▶ [Exercise details]:
Which lines in the records below mention the word "getVersionMap"? Copy each one out.

Dataset excerpts

=======

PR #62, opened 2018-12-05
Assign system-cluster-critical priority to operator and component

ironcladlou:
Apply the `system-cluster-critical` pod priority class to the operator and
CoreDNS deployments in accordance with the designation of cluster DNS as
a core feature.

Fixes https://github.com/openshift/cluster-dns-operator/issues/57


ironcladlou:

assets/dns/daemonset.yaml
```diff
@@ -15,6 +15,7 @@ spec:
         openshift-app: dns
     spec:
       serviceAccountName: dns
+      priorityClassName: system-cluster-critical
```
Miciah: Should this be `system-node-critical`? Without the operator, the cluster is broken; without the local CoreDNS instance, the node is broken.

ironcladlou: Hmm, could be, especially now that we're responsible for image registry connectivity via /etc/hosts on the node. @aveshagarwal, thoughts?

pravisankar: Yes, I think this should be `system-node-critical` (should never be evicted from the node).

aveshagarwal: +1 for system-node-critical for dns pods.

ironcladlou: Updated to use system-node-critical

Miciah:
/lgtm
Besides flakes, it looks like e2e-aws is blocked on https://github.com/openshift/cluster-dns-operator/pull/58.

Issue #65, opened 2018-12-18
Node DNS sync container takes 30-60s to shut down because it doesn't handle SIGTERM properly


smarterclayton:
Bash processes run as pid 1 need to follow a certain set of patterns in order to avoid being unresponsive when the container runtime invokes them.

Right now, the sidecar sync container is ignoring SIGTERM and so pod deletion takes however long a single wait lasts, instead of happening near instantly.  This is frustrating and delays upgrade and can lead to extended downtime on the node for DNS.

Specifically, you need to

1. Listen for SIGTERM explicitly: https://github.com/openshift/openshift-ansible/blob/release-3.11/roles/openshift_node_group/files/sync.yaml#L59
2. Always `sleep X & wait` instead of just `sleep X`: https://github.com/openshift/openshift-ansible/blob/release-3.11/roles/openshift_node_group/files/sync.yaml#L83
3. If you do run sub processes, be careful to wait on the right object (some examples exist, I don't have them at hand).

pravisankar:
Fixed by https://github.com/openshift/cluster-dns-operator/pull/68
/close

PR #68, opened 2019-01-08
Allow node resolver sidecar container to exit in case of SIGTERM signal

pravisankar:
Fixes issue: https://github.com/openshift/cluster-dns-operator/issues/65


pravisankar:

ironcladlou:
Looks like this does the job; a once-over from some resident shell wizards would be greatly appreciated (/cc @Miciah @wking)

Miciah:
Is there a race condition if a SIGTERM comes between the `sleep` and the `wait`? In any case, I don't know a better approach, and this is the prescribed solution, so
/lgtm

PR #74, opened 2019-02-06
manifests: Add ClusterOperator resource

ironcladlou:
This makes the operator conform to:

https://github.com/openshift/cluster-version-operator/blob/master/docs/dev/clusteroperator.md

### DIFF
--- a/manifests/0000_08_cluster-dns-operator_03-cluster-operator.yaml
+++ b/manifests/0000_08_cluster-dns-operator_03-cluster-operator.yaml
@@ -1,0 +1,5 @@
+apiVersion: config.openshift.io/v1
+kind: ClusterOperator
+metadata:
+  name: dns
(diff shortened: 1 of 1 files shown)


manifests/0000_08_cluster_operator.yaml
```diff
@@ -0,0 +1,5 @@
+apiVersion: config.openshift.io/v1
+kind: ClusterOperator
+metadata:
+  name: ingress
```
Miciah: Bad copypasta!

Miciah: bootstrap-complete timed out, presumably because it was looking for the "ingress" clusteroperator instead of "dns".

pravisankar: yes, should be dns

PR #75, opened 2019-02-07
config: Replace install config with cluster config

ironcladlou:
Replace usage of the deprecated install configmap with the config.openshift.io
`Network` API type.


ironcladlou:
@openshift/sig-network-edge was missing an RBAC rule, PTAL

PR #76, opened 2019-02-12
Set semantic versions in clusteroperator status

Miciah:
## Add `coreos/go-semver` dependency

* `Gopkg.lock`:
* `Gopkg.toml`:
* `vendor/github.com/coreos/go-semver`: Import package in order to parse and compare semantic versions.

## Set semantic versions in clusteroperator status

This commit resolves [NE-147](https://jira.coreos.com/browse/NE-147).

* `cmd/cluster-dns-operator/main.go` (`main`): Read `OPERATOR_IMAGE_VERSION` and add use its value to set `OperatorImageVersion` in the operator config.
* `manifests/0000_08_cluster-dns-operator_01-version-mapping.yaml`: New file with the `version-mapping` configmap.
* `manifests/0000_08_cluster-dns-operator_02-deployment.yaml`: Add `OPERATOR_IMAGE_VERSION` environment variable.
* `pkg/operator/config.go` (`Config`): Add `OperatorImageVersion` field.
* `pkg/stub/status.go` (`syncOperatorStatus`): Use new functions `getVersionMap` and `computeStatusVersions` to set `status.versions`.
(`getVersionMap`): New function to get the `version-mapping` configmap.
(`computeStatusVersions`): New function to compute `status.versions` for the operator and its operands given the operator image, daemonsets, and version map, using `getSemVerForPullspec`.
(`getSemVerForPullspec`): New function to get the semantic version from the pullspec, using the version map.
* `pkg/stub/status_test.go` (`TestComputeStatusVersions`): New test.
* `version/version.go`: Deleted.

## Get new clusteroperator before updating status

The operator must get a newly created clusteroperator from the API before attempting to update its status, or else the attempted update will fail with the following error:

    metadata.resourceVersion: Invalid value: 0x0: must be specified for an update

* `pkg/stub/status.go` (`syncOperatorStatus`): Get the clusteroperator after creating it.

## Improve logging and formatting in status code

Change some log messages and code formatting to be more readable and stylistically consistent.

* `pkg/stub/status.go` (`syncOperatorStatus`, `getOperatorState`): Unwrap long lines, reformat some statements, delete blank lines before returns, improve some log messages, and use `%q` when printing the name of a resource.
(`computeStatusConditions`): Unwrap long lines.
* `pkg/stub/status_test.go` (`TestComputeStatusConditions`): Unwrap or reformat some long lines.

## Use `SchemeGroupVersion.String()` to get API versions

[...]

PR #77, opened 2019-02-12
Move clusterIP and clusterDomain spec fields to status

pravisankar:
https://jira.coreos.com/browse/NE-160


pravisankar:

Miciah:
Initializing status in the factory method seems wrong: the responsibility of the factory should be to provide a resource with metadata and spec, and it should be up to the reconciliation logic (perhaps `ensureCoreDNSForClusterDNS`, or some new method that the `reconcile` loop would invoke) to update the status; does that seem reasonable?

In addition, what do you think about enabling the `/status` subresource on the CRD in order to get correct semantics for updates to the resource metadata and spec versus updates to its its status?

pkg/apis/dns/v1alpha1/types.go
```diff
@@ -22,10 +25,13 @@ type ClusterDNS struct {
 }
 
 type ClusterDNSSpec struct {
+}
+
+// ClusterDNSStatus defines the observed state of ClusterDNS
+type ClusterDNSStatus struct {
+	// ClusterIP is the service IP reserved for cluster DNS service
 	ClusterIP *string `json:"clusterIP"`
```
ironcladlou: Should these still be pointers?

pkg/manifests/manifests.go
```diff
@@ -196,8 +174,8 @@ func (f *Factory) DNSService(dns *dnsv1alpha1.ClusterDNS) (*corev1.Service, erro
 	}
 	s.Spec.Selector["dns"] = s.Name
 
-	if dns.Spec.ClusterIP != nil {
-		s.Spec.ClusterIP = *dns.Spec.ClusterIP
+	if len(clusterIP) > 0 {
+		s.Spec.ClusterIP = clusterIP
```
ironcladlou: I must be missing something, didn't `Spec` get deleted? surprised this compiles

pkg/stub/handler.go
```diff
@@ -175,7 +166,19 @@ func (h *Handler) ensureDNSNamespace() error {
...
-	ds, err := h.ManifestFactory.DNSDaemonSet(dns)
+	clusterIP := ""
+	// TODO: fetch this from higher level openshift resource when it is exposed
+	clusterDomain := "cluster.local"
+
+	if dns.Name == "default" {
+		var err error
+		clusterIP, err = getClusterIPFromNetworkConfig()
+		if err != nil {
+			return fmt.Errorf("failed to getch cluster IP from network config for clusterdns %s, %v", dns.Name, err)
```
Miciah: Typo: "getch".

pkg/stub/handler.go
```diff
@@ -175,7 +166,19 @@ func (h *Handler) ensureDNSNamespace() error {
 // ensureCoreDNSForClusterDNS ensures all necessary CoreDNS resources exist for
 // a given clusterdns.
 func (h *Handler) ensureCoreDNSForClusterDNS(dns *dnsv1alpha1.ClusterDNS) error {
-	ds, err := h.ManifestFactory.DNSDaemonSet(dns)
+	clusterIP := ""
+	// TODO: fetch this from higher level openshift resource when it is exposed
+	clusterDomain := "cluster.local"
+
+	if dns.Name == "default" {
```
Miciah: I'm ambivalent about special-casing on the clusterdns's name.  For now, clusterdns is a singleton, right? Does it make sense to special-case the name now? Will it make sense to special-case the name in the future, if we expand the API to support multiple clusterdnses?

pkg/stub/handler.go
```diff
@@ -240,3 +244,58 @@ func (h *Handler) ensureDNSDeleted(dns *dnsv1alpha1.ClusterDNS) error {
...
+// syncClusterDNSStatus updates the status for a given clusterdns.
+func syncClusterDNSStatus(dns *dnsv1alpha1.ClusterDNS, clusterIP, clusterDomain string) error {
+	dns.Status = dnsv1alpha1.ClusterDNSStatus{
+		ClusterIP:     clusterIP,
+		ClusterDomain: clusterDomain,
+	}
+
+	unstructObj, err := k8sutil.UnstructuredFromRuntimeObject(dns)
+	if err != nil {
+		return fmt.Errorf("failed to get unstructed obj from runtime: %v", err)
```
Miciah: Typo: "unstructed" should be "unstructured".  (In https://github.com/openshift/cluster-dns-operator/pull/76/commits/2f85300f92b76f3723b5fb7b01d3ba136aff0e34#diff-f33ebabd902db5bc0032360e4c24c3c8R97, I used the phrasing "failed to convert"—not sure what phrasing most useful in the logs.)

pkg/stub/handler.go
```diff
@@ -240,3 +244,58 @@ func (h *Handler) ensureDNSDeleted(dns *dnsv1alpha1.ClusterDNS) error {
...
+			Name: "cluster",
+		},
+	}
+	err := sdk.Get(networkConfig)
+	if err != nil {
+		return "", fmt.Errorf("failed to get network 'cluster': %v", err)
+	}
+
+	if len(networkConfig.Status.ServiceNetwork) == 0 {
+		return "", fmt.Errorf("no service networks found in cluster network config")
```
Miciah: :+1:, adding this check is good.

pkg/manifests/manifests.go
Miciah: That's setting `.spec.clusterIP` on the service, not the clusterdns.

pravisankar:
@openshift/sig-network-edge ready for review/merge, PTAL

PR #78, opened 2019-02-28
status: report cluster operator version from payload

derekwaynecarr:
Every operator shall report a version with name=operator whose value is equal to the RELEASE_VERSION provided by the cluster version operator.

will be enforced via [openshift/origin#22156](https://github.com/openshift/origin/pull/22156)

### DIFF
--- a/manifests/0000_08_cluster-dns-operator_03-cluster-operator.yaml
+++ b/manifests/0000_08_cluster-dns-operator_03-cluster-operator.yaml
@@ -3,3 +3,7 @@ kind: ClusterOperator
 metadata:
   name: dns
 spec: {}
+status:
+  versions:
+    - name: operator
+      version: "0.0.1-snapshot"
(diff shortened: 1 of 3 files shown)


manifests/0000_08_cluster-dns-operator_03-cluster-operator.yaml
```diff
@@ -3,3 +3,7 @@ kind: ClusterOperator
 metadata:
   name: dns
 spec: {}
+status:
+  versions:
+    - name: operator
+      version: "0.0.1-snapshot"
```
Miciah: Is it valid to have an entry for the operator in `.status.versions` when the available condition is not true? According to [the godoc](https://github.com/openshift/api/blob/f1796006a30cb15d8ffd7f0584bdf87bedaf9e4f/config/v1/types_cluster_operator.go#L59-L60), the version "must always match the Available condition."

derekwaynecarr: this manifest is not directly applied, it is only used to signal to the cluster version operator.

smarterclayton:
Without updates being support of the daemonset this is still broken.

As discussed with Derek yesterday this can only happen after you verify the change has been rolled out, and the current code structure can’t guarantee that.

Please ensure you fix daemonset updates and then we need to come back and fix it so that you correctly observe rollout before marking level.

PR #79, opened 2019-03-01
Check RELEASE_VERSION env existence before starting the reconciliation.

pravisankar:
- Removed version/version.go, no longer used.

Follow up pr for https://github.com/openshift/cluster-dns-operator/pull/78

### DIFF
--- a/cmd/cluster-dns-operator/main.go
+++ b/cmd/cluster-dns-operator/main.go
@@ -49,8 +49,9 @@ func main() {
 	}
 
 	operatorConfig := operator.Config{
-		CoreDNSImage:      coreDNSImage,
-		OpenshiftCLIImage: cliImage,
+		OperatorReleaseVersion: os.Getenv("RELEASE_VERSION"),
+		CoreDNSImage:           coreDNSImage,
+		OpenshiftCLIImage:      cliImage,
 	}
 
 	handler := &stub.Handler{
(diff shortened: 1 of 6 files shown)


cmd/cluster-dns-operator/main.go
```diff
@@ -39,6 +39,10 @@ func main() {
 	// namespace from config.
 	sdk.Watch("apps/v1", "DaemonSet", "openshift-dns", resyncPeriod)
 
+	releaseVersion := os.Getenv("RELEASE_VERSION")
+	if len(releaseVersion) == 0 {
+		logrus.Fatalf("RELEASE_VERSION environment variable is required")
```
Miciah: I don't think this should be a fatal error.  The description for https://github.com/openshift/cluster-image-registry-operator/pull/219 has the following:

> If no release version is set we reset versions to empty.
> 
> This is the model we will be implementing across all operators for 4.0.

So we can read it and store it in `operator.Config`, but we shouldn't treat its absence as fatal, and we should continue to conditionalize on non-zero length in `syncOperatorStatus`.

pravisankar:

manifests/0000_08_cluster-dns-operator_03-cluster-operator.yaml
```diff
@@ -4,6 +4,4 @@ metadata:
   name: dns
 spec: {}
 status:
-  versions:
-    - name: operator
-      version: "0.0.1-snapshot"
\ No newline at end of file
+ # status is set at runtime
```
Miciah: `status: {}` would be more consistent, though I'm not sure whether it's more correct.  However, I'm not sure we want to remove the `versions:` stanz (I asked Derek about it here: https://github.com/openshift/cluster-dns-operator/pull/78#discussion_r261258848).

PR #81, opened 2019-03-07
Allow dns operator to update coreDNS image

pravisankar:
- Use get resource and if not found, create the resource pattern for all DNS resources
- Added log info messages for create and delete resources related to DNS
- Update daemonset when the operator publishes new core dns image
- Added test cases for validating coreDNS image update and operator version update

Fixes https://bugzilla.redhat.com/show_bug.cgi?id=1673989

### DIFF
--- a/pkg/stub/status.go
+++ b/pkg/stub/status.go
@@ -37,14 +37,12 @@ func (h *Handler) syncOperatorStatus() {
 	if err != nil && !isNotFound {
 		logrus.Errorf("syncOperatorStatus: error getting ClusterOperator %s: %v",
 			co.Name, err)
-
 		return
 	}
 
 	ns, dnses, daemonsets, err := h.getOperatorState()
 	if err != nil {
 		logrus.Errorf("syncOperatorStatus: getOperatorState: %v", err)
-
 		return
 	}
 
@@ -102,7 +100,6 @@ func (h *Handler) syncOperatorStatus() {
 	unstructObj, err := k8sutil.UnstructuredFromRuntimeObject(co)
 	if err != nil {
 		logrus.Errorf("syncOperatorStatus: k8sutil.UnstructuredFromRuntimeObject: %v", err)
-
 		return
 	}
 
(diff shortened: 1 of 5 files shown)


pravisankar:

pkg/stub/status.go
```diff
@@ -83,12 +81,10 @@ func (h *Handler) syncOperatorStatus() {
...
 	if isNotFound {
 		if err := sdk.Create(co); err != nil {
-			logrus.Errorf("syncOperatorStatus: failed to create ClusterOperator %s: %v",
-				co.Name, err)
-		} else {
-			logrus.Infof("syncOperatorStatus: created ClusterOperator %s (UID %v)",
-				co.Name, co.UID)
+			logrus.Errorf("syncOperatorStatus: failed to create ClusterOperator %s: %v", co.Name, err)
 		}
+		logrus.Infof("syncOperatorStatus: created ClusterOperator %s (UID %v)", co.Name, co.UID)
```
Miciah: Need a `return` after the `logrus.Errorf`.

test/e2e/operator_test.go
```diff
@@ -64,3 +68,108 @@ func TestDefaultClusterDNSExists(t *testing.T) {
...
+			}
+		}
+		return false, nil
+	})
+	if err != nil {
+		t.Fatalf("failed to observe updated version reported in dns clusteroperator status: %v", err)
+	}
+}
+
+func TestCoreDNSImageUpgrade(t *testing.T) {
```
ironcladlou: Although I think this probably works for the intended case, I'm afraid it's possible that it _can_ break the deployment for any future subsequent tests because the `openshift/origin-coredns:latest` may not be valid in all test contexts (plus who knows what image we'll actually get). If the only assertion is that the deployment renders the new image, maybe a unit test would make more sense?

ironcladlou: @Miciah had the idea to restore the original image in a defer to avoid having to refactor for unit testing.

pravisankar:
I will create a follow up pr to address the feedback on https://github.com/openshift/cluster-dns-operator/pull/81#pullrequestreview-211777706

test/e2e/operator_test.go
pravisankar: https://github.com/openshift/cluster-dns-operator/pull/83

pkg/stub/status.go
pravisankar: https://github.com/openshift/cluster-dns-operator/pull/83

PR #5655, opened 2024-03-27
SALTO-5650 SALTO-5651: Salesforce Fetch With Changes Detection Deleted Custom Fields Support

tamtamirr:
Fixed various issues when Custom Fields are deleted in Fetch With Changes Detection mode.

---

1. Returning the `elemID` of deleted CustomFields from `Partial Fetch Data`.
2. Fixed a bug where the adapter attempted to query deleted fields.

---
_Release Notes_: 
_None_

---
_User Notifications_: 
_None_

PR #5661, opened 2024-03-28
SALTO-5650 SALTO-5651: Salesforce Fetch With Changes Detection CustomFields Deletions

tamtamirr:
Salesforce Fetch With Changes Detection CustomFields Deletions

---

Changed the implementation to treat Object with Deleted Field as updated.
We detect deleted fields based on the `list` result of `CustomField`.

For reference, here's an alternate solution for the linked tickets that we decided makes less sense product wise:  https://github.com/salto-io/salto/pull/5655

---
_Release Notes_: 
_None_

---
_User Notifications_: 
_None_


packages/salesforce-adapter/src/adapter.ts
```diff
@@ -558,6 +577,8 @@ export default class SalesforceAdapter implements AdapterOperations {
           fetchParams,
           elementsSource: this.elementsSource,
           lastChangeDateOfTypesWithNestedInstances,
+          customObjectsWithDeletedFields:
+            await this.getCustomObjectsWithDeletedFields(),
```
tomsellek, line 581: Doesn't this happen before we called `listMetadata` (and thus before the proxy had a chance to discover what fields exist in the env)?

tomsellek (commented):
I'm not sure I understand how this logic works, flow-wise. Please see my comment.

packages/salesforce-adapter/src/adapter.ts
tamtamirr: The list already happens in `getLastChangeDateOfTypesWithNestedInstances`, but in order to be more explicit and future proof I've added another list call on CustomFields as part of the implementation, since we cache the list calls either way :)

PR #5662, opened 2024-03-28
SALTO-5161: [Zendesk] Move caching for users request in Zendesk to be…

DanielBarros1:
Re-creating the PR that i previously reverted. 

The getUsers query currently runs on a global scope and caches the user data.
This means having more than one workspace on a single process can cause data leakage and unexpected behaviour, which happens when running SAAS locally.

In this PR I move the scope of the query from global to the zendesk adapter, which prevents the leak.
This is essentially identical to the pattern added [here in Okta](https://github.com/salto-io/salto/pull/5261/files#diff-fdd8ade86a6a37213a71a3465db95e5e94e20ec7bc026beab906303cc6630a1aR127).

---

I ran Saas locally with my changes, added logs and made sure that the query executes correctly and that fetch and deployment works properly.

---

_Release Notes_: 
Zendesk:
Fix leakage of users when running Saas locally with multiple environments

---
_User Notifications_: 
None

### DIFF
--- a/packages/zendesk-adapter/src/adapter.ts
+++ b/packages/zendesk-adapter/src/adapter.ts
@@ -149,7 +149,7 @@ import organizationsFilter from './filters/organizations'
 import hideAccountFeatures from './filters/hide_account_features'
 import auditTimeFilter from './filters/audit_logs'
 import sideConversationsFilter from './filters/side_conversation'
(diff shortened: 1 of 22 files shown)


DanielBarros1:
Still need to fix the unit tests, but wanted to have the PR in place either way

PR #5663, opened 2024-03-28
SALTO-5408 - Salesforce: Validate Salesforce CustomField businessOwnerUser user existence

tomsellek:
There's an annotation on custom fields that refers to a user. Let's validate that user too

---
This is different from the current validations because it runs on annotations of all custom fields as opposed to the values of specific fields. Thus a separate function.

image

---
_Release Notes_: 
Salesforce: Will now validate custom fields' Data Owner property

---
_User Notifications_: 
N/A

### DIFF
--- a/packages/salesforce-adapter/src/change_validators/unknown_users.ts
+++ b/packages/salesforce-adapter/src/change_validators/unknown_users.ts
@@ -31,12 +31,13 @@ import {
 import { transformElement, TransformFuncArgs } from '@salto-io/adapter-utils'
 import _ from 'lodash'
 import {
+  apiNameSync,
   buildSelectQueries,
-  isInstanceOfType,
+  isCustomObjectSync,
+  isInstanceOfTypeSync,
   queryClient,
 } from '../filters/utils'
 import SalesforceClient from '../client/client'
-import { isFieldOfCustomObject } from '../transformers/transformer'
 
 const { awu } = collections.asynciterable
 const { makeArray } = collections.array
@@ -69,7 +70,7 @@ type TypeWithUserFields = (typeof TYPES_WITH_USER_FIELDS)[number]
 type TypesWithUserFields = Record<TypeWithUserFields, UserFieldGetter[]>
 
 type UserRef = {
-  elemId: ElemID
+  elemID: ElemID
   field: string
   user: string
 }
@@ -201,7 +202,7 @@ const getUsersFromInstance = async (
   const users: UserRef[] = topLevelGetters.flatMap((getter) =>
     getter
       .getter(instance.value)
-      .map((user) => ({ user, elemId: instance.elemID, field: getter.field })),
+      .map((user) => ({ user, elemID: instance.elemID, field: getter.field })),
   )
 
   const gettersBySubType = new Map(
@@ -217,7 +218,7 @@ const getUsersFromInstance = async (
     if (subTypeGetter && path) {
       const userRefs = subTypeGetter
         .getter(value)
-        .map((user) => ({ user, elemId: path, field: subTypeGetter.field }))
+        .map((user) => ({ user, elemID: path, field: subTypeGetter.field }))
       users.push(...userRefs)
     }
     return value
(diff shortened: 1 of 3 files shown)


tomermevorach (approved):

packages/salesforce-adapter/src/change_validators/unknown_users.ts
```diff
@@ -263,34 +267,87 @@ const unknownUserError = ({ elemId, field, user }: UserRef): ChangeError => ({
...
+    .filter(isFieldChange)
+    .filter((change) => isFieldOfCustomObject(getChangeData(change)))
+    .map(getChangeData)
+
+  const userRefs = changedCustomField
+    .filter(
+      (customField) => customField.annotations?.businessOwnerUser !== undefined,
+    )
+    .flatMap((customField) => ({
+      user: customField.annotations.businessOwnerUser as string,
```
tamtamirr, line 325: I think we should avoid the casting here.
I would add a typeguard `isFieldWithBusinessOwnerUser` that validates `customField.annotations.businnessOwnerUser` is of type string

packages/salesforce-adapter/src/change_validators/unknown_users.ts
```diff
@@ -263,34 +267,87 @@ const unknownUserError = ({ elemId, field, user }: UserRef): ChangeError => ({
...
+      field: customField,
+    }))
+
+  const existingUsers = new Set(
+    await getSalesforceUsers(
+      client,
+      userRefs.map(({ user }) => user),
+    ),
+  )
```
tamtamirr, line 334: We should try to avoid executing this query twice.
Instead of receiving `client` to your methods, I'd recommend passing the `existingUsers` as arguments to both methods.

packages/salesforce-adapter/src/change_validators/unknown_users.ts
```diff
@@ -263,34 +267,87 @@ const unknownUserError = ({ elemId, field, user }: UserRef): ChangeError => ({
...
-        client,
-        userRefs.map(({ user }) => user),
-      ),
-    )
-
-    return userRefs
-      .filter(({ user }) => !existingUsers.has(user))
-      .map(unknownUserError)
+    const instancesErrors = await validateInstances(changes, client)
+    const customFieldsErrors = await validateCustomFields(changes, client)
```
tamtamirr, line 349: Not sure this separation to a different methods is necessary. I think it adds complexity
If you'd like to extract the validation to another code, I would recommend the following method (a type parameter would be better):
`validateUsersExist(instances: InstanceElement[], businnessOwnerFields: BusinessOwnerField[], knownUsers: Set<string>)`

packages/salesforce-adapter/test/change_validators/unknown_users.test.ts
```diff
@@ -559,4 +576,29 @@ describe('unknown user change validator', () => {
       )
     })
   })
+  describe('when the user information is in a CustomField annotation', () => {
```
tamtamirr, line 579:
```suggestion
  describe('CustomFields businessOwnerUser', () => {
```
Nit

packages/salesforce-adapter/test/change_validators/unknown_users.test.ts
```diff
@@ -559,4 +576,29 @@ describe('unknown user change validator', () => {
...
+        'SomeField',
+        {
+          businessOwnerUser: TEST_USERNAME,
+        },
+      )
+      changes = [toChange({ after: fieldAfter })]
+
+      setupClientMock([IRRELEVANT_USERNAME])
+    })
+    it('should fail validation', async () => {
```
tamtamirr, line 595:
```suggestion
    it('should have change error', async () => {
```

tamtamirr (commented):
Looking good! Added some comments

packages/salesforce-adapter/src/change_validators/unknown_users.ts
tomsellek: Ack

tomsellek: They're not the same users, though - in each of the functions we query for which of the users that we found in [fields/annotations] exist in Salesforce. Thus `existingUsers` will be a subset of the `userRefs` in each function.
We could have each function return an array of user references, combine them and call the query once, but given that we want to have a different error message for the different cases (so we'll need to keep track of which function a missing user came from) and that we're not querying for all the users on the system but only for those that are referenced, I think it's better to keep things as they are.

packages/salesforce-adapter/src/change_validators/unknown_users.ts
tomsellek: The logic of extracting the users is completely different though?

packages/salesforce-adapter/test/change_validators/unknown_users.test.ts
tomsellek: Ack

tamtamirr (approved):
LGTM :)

=======

▶ [Response for this exercise]:
* `pkg/stub/status.go` (`syncOperatorStatus`): Use new functions `getVersionMap` and `computeStatusVersions` to set `status.versions`.
(`getVersionMap`): New function to get the `version-mapping` configmap.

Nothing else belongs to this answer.